START Available data

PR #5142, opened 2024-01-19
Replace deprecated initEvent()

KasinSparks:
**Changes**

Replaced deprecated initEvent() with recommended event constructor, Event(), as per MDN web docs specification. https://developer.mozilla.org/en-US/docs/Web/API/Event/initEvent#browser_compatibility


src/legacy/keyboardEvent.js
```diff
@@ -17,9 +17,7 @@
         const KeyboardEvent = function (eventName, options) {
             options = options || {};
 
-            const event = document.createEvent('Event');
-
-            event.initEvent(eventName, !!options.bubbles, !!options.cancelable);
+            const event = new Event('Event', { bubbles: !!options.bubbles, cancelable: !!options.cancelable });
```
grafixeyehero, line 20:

END Available data
START Available data

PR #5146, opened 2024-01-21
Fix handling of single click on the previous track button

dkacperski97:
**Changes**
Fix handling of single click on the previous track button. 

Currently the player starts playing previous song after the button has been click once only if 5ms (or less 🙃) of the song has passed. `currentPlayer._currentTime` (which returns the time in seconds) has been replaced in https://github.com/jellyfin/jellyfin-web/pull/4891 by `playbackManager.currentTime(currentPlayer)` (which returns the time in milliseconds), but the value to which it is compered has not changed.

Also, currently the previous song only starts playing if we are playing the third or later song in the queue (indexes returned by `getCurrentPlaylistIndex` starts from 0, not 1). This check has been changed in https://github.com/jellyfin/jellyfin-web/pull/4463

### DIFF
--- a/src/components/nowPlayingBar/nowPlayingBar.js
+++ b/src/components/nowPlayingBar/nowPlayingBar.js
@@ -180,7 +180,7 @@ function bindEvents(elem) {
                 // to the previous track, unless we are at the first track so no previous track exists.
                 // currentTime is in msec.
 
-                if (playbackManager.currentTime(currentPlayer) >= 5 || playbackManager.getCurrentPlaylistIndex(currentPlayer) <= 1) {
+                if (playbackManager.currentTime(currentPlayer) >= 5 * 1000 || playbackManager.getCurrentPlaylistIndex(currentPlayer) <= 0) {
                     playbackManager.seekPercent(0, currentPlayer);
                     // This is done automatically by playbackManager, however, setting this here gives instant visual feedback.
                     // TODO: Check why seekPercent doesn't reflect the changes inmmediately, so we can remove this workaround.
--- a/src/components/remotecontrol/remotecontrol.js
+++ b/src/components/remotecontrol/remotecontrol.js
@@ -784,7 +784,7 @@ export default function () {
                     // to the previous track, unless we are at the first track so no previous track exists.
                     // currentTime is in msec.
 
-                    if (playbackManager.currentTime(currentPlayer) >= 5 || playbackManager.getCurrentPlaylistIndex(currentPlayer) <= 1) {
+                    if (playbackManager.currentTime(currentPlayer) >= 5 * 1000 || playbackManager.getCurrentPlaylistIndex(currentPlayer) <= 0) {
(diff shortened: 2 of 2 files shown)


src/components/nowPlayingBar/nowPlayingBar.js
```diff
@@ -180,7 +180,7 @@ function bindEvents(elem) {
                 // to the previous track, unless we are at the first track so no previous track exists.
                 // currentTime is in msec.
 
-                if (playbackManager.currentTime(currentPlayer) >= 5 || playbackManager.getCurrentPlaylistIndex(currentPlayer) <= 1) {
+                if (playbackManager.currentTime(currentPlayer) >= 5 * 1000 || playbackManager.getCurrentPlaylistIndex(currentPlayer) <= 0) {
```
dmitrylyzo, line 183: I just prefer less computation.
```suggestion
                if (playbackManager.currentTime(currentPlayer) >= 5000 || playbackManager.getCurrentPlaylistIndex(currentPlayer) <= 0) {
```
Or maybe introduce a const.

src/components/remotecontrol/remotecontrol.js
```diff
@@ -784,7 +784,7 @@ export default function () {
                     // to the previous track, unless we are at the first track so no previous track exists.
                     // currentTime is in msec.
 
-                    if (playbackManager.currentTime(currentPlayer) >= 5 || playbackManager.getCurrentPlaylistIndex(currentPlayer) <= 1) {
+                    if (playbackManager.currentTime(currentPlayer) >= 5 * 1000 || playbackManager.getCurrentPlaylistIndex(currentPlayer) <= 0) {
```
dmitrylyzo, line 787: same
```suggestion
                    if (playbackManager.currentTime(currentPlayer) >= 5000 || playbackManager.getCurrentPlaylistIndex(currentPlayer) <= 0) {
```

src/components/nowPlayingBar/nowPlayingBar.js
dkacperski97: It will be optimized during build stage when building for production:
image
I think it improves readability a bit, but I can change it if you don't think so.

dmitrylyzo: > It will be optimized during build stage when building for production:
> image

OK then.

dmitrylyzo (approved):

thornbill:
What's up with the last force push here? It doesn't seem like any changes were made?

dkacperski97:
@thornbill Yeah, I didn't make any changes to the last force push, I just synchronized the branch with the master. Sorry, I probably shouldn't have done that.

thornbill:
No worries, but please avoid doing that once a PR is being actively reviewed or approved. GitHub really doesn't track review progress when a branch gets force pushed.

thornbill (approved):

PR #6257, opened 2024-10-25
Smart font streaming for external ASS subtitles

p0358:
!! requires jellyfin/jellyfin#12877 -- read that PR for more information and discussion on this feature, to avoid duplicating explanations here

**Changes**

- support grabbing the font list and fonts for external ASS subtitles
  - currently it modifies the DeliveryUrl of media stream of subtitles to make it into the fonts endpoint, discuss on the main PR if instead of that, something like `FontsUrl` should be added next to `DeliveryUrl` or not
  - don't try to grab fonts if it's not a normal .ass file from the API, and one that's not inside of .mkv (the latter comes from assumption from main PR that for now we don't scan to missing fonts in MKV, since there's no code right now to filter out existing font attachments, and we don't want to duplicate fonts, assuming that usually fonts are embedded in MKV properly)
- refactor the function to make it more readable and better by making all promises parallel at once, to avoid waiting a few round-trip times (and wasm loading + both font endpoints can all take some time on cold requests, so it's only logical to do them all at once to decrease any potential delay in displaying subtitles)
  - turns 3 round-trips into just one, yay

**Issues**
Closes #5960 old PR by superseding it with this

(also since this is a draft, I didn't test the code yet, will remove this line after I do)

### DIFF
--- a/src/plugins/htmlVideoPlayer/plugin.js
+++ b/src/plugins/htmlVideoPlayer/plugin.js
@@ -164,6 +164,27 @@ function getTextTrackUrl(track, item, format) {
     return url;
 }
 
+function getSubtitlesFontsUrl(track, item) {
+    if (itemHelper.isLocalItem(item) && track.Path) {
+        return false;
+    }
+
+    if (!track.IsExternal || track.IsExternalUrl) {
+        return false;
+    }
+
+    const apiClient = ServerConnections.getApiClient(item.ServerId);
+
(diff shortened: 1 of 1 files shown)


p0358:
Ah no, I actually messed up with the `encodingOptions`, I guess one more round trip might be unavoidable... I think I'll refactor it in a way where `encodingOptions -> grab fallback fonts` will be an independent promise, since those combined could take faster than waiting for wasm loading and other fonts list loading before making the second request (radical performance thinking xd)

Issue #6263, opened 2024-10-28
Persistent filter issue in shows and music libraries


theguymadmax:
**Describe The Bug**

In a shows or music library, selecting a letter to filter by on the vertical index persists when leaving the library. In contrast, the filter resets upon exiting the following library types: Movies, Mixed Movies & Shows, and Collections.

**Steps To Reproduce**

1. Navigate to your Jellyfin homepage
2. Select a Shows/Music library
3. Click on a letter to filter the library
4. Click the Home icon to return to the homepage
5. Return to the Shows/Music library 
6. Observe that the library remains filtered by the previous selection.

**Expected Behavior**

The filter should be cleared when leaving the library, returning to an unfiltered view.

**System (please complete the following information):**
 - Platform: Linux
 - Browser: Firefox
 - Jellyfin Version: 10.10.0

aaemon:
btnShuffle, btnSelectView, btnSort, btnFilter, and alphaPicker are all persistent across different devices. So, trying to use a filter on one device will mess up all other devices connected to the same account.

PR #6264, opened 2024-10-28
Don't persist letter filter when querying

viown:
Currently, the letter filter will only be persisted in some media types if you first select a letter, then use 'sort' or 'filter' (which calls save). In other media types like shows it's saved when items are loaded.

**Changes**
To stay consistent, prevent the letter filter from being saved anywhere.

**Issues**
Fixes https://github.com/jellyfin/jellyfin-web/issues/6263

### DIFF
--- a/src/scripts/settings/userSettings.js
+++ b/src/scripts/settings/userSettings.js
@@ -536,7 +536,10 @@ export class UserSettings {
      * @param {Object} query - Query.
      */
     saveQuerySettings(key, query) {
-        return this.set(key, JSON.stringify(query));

END Available data

Work to be completed:
When a line in the data contains the string "leaving", copy that line.

Your response:
In a shows or music library, selecting a letter to filter by on the vertical index persists when leaving the library. In contrast, the filter resets upon exiting the following library types: Movies, Mixed Movies & Shows, and Collections.
The filter should be cleared when leaving the library, returning to an unfiltered view.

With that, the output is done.